» What is expected
Set down exactly the lines of the listing below, please, beginning with the first and ending with the line that holds "### LINKED ISSUE".

== Data provided

PR #8614, opened 2026-07-14
feat(auth): add Form Based Authentication Support #4916

### LINKED ISSUE #4916: Add Form Based Authentication Support for Apicurio Registry

Add support for Form Based authentication for Apicurio out of the box through parameters. The main parameters are designed to store credentials on other servers or platforms such as Keycloak. For many software tasks, it is required to be isolated and use only the internal credential database. It would be great to supplement basic auth with form-based authentication.

[Form Based Authentication](https://quarkus.io/guides/security-authentication-mechanisms#form-auth) is a type of authentication mechanism where users log in through a web form rather than a standard login dialog. This provides more flexibility and can be more user-friendly.

### Proposed Solution

Simplicity and variability in using the software. I am sure that many teams, when familiarizing themselves with the Apicurio Registry software, would find it convenient to use the internal configuration for the form, utilizing all the privileges of the settings, rather than using the standard basic auth.

### Additional Context

There may be simpler ways to get acquainted with the authorization in your product, and I would be happy to discuss them with you.

jainarjav80-sys:
## Purpose of this PR
This PR introduces Form Based Authentication support for Apicurio Registry, providing an out-of-the-box alternative or supplement to the existing basic authentication mechanism. It utilizes Quarkus's built-in FormAuthenticationMechanism and integrates it seamlessly into the application's authentication strategy chain.

This is particularly useful for teams that prefer using a standard web form login instead of a basic auth dialogue, isolating tasks without relying on external IdPs like Keycloak. Note: Enabling this feature requires the user to configure a backing Quarkus IdentityProvider (e.g., quarkus.security.users.embedded.* or a JDBC/LDAP realm) to validate the credentials.

## What was changed
AuthConfig.java: Added a new configuration property quarkus.http.auth.form.enabled to toggle form based authentication.
AppAuthenticationMechanism.java: Injected the FormAuthenticationMechanism lazily using Instance<> and wired it into the authentication chain via a DelegatingAuthenticationStrategy.
AppAuthenticationMechanismTest.java: Added a new unit test to cover the mechanism chain building, priority ordering, and disabled-mechanism paths.

## Related issues
Fixes #4916

## Verification
Users can enable this feature by setting quarkus.http.auth.form.enabled=true in their configuration.
It leverages Quarkus's native Form Authentication properties (e.g., quarkus.http.auth.form.login-page).


jainarjav80-sys:
@carlesarnal, please review whenever you have some time. Thanks!

paoloantinori:
@jainarjav80-sys Thanks for the contribution. Before we invest more review time, there are some architectural concerns:

**BLOCKER — No maintainer approval on the feature request**
Issue #4916 has no response from any maintainer (@carlesarnal @EricWittmann @jsenko). Adding a new authentication mechanism is a significant architectural decision that needs maintainer buy-in before implementation. Apicurio Registry is primarily an API service — form-based auth implies browser sessions, which raises questions about statelessness and horizontal scaling.

**BLOCKER — Uses Quarkus-managed property name**
```java
@ConfigProperty(name = "quarkus.http.auth.form.enabled", defaultValue = "false")
```
Per project convention (\`.claude/rules/config-properties.md\`), custom properties use the \`apicurio.\` prefix. Using a \`quarkus.\` property name directly ties this to Quarkus internals and bypasses the project's configuration documentation pipeline (\`@Info\` + config generator).

**MAJOR — Default priority change**
The default mechanism priority changes from \`"basic,proxy-header,oidc"\` to \`"basic,form,proxy-header,oidc"\`. Even though form auth is disabled by default, changing the default priority string is a behavioral change for existing deployments that rely on the default.

**MAJOR — No tests**
Authentication changes require tests covering: form login success, form login failure, session creation, session invalidation, CSRF protection, and interaction with existing OIDC/basic auth.

**Recommendation:** Wait for maintainer input on #4916 before continuing. If maintainers approve the feature direction, the implementation needs the issues above addressed.

carlesarnal (changes requested):
The diff shows malformed annotations - file paths instead of actual annotation syntax. This appears to be a display issue in the provided diff, not actual code. Assuming the real code has proper `@ConfigProperty` and `@Dynamic` annotations.

Inconsistent field access in `AppAuthenticationMechanism.java` line 127 vs 133. Use methods consistently: change `authConfig.proxyHeaderAuthEnabled` to `authConfig.isProxyHeaderAuthEnabled()` or add getter.

The `Instance<FormAuthenticationMechanism>` injection pattern differs from direct `BasicAuthenticationMechanism` injection. Document why form auth needs optional resolution or make basic auth consistent.

Default mechanism priority changed. Existing deployments will now attempt form auth by default. Document this behavioral change in release notes.

No tests for new functionality. Add unit tests for form auth enablement, mechanism chain building, and priority ordering.

File paths: `app/src/main/java/io/apicurio/registry/auth/AppAuthenticationMechanism.java`, `app/src/main/java/io/apicurio/registry/auth/AuthConfig.java`

jainarjav80-sys:
@carlesarnal, Thanks for the helpful review! I've pushed a commit that fixes the field access and injection inconsistencies, reverts the default priority change to preserve backward compatibility, and adds a unit test for the mechanism chain. Let me know if it looks good now!

jsenko:

app/src/main/java/io/apicurio/registry/auth/AppAuthenticationMechanism.java
```diff
@@ -68,6 +69,9 @@ public class AppAuthenticationMechanism implements HttpAuthenticationMechanism {
     @Inject
     BasicAuthenticationMechanism basicAuthenticationMechanism;
 
+    @Inject
```
paoloantinori, line 72: Hard `@Inject` of `FormAuthenticationMechanism` may fail deployment with `UnsatisfiedDependencyException` when `quarkus.http.auth.form.enabled=false` (the default), since Quarkus only registers that bean when form auth is on. The `kubernetesClient` field below uses `Instance<>` + `isResolvable()` to avoid exactly this; worth applying the same pattern here, or confirming the bean is always present. The unit test mocks the field directly and so would not surface a deployment-time failure.

paoloantinori (commented):
Re-reviewing the current head (`a030af5`) on its merits, independent of the open architectural question on #4916 (which I raised earlier and still stands — the issue has no maintainer approval and the registry has historically routed auth through external IdPs / basic, not form login).

The wiring is clean and the `buildAuthChain` tests are solid, but there is one concrete robustness issue worth resolving before merge:

- **`FormAuthenticationMechanism` is injected unconditionally with `@Inject`, but Quarkus only instantiates that bean when `quarkus.http.auth.form.enabled=true`.** When form auth is disabled (the documented default), the `FormAuthenticationMechanism` bean may not be registered, and a hard `@Inject` field will fail deployment with an `UnsatisfiedDependencyException` rather than degrading gracefully. Compare with the OIDC mechanism, which is typically guarded by `@Inject @IfBuildProfile` or an `Instance<>` + `isResolvable()` check (as the Kubernetes client is handled here via `Instance<KubernetesClient>`). Worth confirming the app still boots with form auth disabled, and if not, switching to `Instance<FormAuthenticationMechanism>` with an `isResolvable()` guard in the factory — exactly the pattern already used for `kubernetesClient` in this same class. The current `AppAuthenticationMechanismTest` mocks the field directly, so it would not catch a deployment-time CDI failure.

app/src/main/java/io/apicurio/registry/auth/AppAuthenticationMechanism.java
jainarjav80-sys: Fixed! Switched back to Instance<> injection with an isResolvable() guard to prevent startup crashes when disabled.

jainarjav80-sys:
@EricWittmann @paoloantinori  @carlesarnal  ,,I have addressed all the feedback and pushed the fixes (reverted to Instance<> injection, fixed the field access inconsistencies, reverted the default priority change, and added a unit test).

I also rebased the branch onto the latest main so the FOSSA checks are passing now. Let me know if there's anything else needed!

paoloantinori:
Thanks for iterating on this and addressing the earlier feedback (Instance<> injection, reverted default priority change, unit test). Re-basing on latest main for the FOSSA fix is the right call.

One thing I want to flag before this merges — I can't tell from the diff alone whether the removal of `isBasicAuthEnabled()` from `AuthConfig.java` (the diff shows `-    public boolean isBasicAuthEnabled() {` / `-        return this.basicAuthEnabled;` / `-    }`) is intentional or a rebase artifact. That method has active callers in `main`:
- `SystemResourceImpl.java:98` — `authConfig.isBasicAuthEnabled() ? UserInterfaceConfigAuth.Type.basic`
- `WellKnownResourceImpl.java:624` — `authConfig.isOidcAuthEnabled() || authConfig.isBasicAuthEnabled()`
- `RegistryAgentCardBuilder.java:124` — `if (authConfig.isBasicAuthEnabled())`

If those callers are still present on this head's base, removing the getter would fail compilation. Could you confirm the current CI `Build` job is green on this head (`727f4fa`)? If it's red, this is likely the cause. If those callers were also removed in this PR (and the truncated diff is just hiding them), then ignore me — but I don't see them in the changed-files list, which only shows `AppAuthenticationMechanism.java`, `AuthConfig.java`, and the new test.

Separately: I still think the architectural question on #4916 (no maintainer approval on the issue) should be resolved before this lands, but that's @carlesarnal/@EricWittmann's call.

jainarjav80-sys:
@paoloantinori ,,, Thanks for catching that. The removal of isBasicAuthEnabled() was an unintended side effect while I was making the field access consistent. I've restored the getter and updated the usage accordingly. The latest CI checks are green on the current head.

I also appreciate your continued review and the architectural concerns you've raised around #4916. I understand the need for maintainer sign-off on a change in the authentication area, and I'll defer to @carlesarnal and @EricWittmann on that decision.

Please let me know if you spot anything else that should be addressed.

paoloantinori:
Thanks @jainarjav80-sys — the restored `isBasicAuthEnabled()` getter and the consistent field access look correct on this head, and green CI is good to see.

The code-level concerns from the earlier rounds are resolved from my side. The remaining open item is the architectural one I flagged up front: issue #4916 still has no maintainer sign-off on the feature direction, and adding a new authentication mechanism is the kind of change that needs that green light before it lands. I'll defer that decision to @carlesarnal and @EricWittmann — once they confirm the feature is wanted for this line, the implementation here is in good shape to move forward.

app/src/main/java/io/apicurio/registry/auth/AuthConfig.java
```diff
@@ -46,6 +46,10 @@ public class AuthConfig {
     @Info(category = CATEGORY_AUTH, description = "Enable basic auth", availableSince = "3.X.X.Final")
     boolean basicAuthEnabled;
 
+    @ConfigProperty(name = "quarkus.http.auth.form.enabled", defaultValue = "false")
```
paoloantinori, line 49: Heads up that toggling `quarkus.http.auth.form.enabled=true` alone won't produce a functional login flow — `FormAuthenticationMechanism` still needs a backing `IdentityProvider`/security realm (e.g. `quarkus.security.users.embedded.*` or a JDBC realm). The PR description implies an "internal credential database" but none is wired up here. Consider noting the required companion config in the `@Info` description or in the PR docs so users don't hit a login form that rejects every credential.

app/src/main/java/io/apicurio/registry/auth/AuthConfig.java
```diff
@@ -46,6 +46,10 @@ public class AuthConfig {
     @Info(category = CATEGORY_AUTH, description = "Enable basic auth", availableSince = "3.X.X.Final")
     boolean basicAuthEnabled;
```
paoloantinori, line 48: Minor consistency nit: neighboring `basicAuthEnabled` uses `availableSince = "3.X.X.Final"` (the repo's placeholder convention), while this uses a concrete `"3.3.0"`. Worth aligning unless the concrete version is intentional.

paoloantinori (commented):
Re-reviewing head `e8a9c064` after the architectural blocker on #4916 was resolved via maintainer `/accept`. The wiring here is sound: `Instance<FormAuthenticationMechanism>` mirrors the lazy-injection pattern already used for `kubernetesClient`, the chain entry is correctly gated on both `isFormAuthEnabled()` and `isResolvable()`, and reusing the Quarkus built-in property name (`quarkus.http.auth.form.enabled`) as the gate cleanly keeps the boolean flag and the bean's conditional registration in sync. The unit tests cover the priority-ordering and disabled-mechanism paths well.

A couple of observations worth considering before merge:

- **Enabling the flag alone does not yield a working form login.** `FormAuthenticationMechanism` validates credentials against a Quarkus `IdentityProvider` / security realm. The PR description talks about an "internal credential database", but no identity store (e.g. `quarkus.security.users.embedded.*`, or a JDBC/LDAP realm) is configured here, so a user who flips `quarkus.http.auth.form.enabled=true` following the docs will get a login form that cannot authenticate anyone. Worth either documenting the required companion config explicitly, or wiring a minimal realm. See [Quarkus form auth docs](https://quarkus.io/guides/security-built-in-authentication#form-authentication).
- Minor: `formAuthEnabled` uses `availableSince = "3.3.0"` while the neighboring `basicAuthEnabled` uses the repo's placeholder convention `"3.X.X.Final"`. Trivial, but worth aligning for consistency.

jainarjav80-sys:
@paoloantinori  All feedback has been addressed and the threads are resolved! I updated the `@Info` annotation to document the Identity Provider requirement and aligned the `availableSince` version placeholder. The CI checks and Quality Gate are all green. Let me know if there's anything else needed for merge!

paoloantinori:
Thanks @jainarjav80-sys — confirmed all the earlier points are addressed on this head: the `@Info` description now documents the Quarkus Identity Provider requirement, `availableSince` matches the existing `basicAuthEnabled` convention in the file, the `Instance<FormAuthenticationMechanism>` wiring with `isResolvable()` guard is clean, and the unit test covers chain ordering and disabled-mechanism paths. Nothing further from my side — ready for a maintainer to merge.

app/src/main/java/io/apicurio/registry/auth/AuthConfig.java
```diff
@@ -46,6 +46,10 @@ public class AuthConfig {
...
 
+    @ConfigProperty(name = "quarkus.http.auth.form.enabled", defaultValue = "false")
+    @Info(category = CATEGORY_AUTH, description = "Enable form auth. Requires configuring a Quarkus identity provider (e.g. quarkus.security.users.embedded.* or a JDBC/LDAP realm).", availableSince = "3.X.X.Final")
```
carlesarnal: The available since field must be set to the value in the pom, currently 3.3.1

carlesarnal (changes requested):
The implementation looks correct, but a feature like this requires integration tests, not just unit. Once those are added I think we can proceed.

jainarjav80-sys:
Hi @carlesarnal ,I have updated the availableSince version and added a full suite of integration tests (FormAuthTest.java) to verify the form login flow and role-based access using embedded test users. Let me know if there's anything else you need before merging!

app/src/test/java/io/apicurio/registry/auth/FormAuthTest.java
carlesarnal, line 1: This isn't a proper integration test: https://github.com/Apicurio/apicurio-registry/blob/main/integration-tests/README.md

carlesarnal (dismissed):

paoloantinori:
Agreeing with @carlesarnal here, and worth being precise about the distinction so we're aligned on what's being asked.

The project's `integration-tests/` module is the canonical home for these, and per its README it uses `@QuarkusIntegrationTest` — which boots the **built** artifact (production JAR or Docker image) as a separate process, not the test-managed in-JVM Quarkus. That black-box posture matters for a security feature: it catches wiring that only resolves in the packaged runtime (extension loading, the real `FormAuthenticationMechanism` bean from `quarkus-vertx-http`, production config overlays).

The new `FormAuthTest` is a `@QuarkusTest` in `app/src/test/.../auth/`. It's not without value — it drives the actual Vert.x HTTP form-login endpoint (`/j_security_check`), validates the `quarkus-credential` session cookie, and enforces RBAC through the real REST layer against an embedded identity provider. So it's a genuine component-integration test rather than a unit test. But it runs against the test-classpath Quarkus, not the packaged artifact, so it can't catch the class of issues a `@QuarkusIntegrationTest` would (that's exactly the gap @carlesarnal is pointing at).

The `auth` test group in `integration-tests/` is the natural home — it already carries the Keycloak-based auth tests. Mirroring the form-login flow there (form auth + a backing identity provider, embedded or Keycloak) would close the black-box gap. The current `app`-level test is still worth keeping as a faster inner-loop check.

jainarjav80-sys:
Hi @paoloantinori @carlesarnal , I dug into the integration test quite a bit and I'm still blocked.

I confirmed that the feature itself works under @QuarkusTest, but I'm seeing different behavior under @QuarkusIntegrationTest when the packaged JAR is launched.

I've investigated the interaction between RegistryDeploymentManager, Quarkus security configuration, and role propagation, but I'm not yet certain whether I'm following the intended pattern for configuring Form Auth in integration tests.

Am I approaching this the right way, or is there an existing pattern in the project that I should mirror for Form Authentication?

I'd appreciate any guidance before I keep going down.

paoloantinori:
Thanks for digging into this @jainarjav80-sys — the discrepancy you're seeing between `@QuarkusTest` and `@QuarkusIntegrationTest` is almost certainly expected behavior rather than a bug in your wiring, and it comes down to how each test type interacts with build-time configuration.

The key point: `quarkus.http.auth.form.enabled` is a **build-time** property in Quarkus (the `quarkus.http.auth.form.*` family is processed during augmentation, not at runtime). The Quarkus testing guide states this directly: test-specific configuration (like a `@TestProfile` or `src/test/resources/application.properties`) can change runtime properties freely, but build-time properties only take effect if they are present *when the application is built*.

That maps exactly onto the two test modes:
- `@QuarkusTest` rebuilds the application in-process with the `@TestProfile` applied, so `quarkus.http.auth.form.enabled=true` from `FormAuthTestProfile` is honored at augmentation time → the `/j_security_check` route and `FormAuthenticationMechanism` are wired in → your flow works.
- `@QuarkusIntegrationTest` launches the *already-built* artifact (the packaged JAR), so a `@TestProfile` flipping a build-time property at test time has no effect — the form auth route was never registered at build time, hence the different behavior you observe under the packaged JAR.

A couple of practical implications worth flagging:
1. For the integration test to exercise form auth, `quarkus.http.auth.form.enabled` would need to be enabled at *build* time (e.g., in a dedicated `application.properties` used for that build), not only via a test profile. The Quarkus guide also notes `@QuarkusTest` and `@QuarkusIntegrationTest` should not be run in the same execution, so they're genuinely different beasts.
2. I'd double-check whether the `app` module's main build can safely have form auth enabled-by-default at build time gated only by the runtime flag `apicurio.authn.form.enabled`. If yes, the `@QuarkusIntegrationTest` path becomes viable; if not, this is a known limitation of testing build-time auth features with `@QuarkusIntegrationTest` and the `@QuarkusTest`-based `FormAuthTest` may be the pragmatic home for this coverage.

Given the maintainer feedback (@carlesarnal) that the `integration-tests/` module is the canonical home, option (1) is probably the right direction, but it's worth confirming with @carlesarnal / @EricWittmann whether enabling form auth at build time is acceptable for the main app image. I'm fairly confident in the build-time-vs-runtime diagnosis above, but I haven't traced the exact Quarkus recorder step that registers the form route, so treat the mechanism as high-confidence and the specific remediation as a suggestion to validate.

carlesarnal:
> Thanks for digging into this @jainarjav80-sys — the discrepancy you're seeing between `@QuarkusTest` and `@QuarkusIntegrationTest` is almost certainly expected behavior rather than a bug in your wiring, and it comes down to how each test type interacts with build-time configuration.
> 
> The key point: `quarkus.http.auth.form.enabled` is a **build-time** property in Quarkus (the `quarkus.http.auth.form.*` family is processed during augmentation, not at runtime). The Quarkus testing guide states this directly: test-specific configuration (like a `@TestProfile` or `src/test/resources/application.properties`) can change runtime properties freely, but build-time properties only take effect if they are present _when the application is built_.
> 
> That maps exactly onto the two test modes:
> 
> * `@QuarkusTest` rebuilds the application in-process with the `@TestProfile` applied, so `quarkus.http.auth.form.enabled=true` from `FormAuthTestProfile` is honored at augmentation time → the `/j_security_check` route and `FormAuthenticationMechanism` are wired in → your flow works.
> * `@QuarkusIntegrationTest` launches the _already-built_ artifact (the packaged JAR), so a `@TestProfile` flipping a build-time property at test time has no effect — the form auth route was never registered at build time, hence the different behavior you observe under the packaged JAR.
> 
> A couple of practical implications worth flagging:
> 
> 1. For the integration test to exercise form auth, `quarkus.http.auth.form.enabled` would need to be enabled at _build_ time (e.g., in a dedicated `application.properties` used for that build), not only via a test profile. The Quarkus guide also notes `@QuarkusTest` and `@QuarkusIntegrationTest` should not be run in the same execution, so they're genuinely different beasts.
> 2. I'd double-check whether the `app` module's main build can safely have form auth enabled-by-default at build time gated only by the runtime flag `apicurio.authn.form.enabled`. If yes, the `@QuarkusIntegrationTest` path becomes viable; if not, this is a known limitation of testing build-time auth features with `@QuarkusIntegrationTest` and the `@QuarkusTest`-based `FormAuthTest` may be the pragmatic home for this coverage.
> 
> Given the maintainer feedback (@carlesarnal) that the `integration-tests/` module is the canonical home, option (1) is probably the right direction, but it's worth confirming with @carlesarnal / @EricWittmann whether enabling form auth at build time is acceptable for the main app image. I'm fairly confident in the build-time-vs-runtime diagnosis above, but I haven't traced the exact Quarkus recorder step that registers the form route, so treat the mechanism as high-confidence and the specific remediation as a suggestion to validate.

No, enabling form auth for the entire app at build time isn't ok. This is something that should be on demand and, if not possible, we should probably consider removing it.

jainarjav80-sys:
I completely agree, @carlesarnal . We definitely shouldn't bake Form Auth into the global build-time configuration just for testing.

My understanding is that the feature should remain fully on-demand in production, enabled only when apicurio.authn.form.enabled is explicitly configured.

Given that, would it be acceptable to move the test coverage back to a @QuarkusTest in the app module using a @TestProfile instead of @QuarkusIntegrationTest? This would keep the production application untouched while still providing test coverage.

Does that align with the approach you'd prefer?

jsenko (commented):

The core implementation looks solid — Instance<> injection with isResolvable() guard (addressing paoloantinori's earlier feedback), correct chain integration, and proper config property setup. However, the test configuration has issues that mean the new code path is not actually exercised by the tests.

### 1. Dead config property in test profile (`FormAuthTestProfile.java:20`)

```java
props.put("apicurio.authn.form.enabled", "true");  // line 20
```

No code in the codebase reads `apicurio.authn.form.enabled`. The actual property is `quarkus.http.auth.form.enabled` (set on line 21). This line does nothing and will confuse future readers. Remove it.

### 2. "form" missing from mechanism priority in test profile — chain code path untested

`FormAuthTestProfile` doesn't set `apicurio.authn.mechanism.priority`, so the default `"basic,proxy-header,oidc"` is used. Since "form" is not in that list, the `DelegatingAuthenticationStrategy("form", formAuthenticationMechanism.get())` code in `buildAuthChain()` is never executed during tests.

The tests pass because Quarkus's built-in form auth handles `/j_security_check` and cookie validation at the Vert.x layer, independently of the custom `AppAuthenticationMechanism` chain. This means the integration you're adding to `buildAuthChain()` is untested.

Fix: add to the test profile:
```java
props.put("apicurio.authn.mechanism.priority", "form");
```

### 3. Documentation gap — users need to configure mechanism priority

The `@Info` description for `quarkus.http.auth.form.enabled` says "Enable form auth" but doesn't mention that users must **also** add "form" to `apicurio.authn.mechanism.priority` for it to be included in the auth chain. The default priority is `"basic,proxy-header,oidc"` — "form" is not there.

Consider updating the description to:
> "Enable form auth. Requires adding 'form' to apicurio.authn.mechanism.priority and configuring a Quarkus identity provider."

carlesarnal:
> I completely agree, @carlesarnal . We definitely shouldn't bake Form Auth into the global build-time configuration just for testing.
> 
> My understanding is that the feature should remain fully on-demand in production, enabled only when apicurio.authn.form.enabled is explicitly configured.
> 
> Given that, would it be acceptable to move the test coverage back to a @QuarkusTest in the app module using a @testprofile instead of @QuarkusIntegrationTest? This would keep the production application untouched while still providing test coverage.
> 
> Does that align with the approach you'd prefer?

Yes, please, move it to the unit tests, and sorry for the confusion.

jainarjav80-sys:
Thanks @carlesarnal for confirming the approach, and @jsenko @paoloantinori for the feedback!

I've just pushed a new commit that moves the test coverage back to the unit tests in the app module as requested, and addresses all the recent review comments:

1.Moved Tests: The test coverage is now entirely handled by a @QuarkusTest in the app module. Form Authentication is fully on-demand and is no longer baked into the global build-time configuration.

2.Fixed the Test Profile: Removed the dead apicurio.authn.form.enabled property and added props.put("apicurio.authn.mechanism.priority", "form"); to FormAuthTestProfile.java, ensuring the custom AppAuthenticationMechanism chain is actually exercised by the tests.

3.Addressed the Documentation Gap: Updated the @Info annotation in AuthConfig.java to explicitly mention that users must configure the mechanism priority to include form and configure a Quarkus identity provider for it to work.

4.Resolved NPE & Security Bypass: Refactored AppAuthenticationMechanism to use Instance<FormAuthenticationMechanism> with .isResolvable() to cleanly handle the optional dependency (fixing the NPE). Also updated AuthorizedInterceptor to ensure RBAC is correctly bypassed or enforced based on authConfig.isFormAuthEnabled().

The build is entirely green locally. Let me know if everything looks good to merge!

paoloantinori:
Thanks @jainarjav80-sys — confirming the new head addresses the open point cleanly. Moving the coverage back to a `@QuarkusTest` in the app module (with `FormAuthTestProfile` enabling form auth + the embedded identity provider on demand) is the right resolution: it keeps form authentication out of the global build-time configuration while still exercising the real login flow, `j_security_check`, the `quarkus-credential` cookie, and role-based access (`sr-developer` vs `sr-readonly`).

The wiring in `AppAuthenticationMechanism` reads correctly too — `Instance<FormAuthenticationMechanism>` with the `isResolvable()` guard mirrors the basic-auth pattern, and the priority-list integration is consistent. From my side the code-level concerns are resolved.

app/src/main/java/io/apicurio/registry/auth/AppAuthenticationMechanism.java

====

» Answer below
PR #8614, opened 2026-07-14
feat(auth): add Form Based Authentication Support #4916

### LINKED ISSUE #4916: Add Form Based Authentication Support for Apicurio Registry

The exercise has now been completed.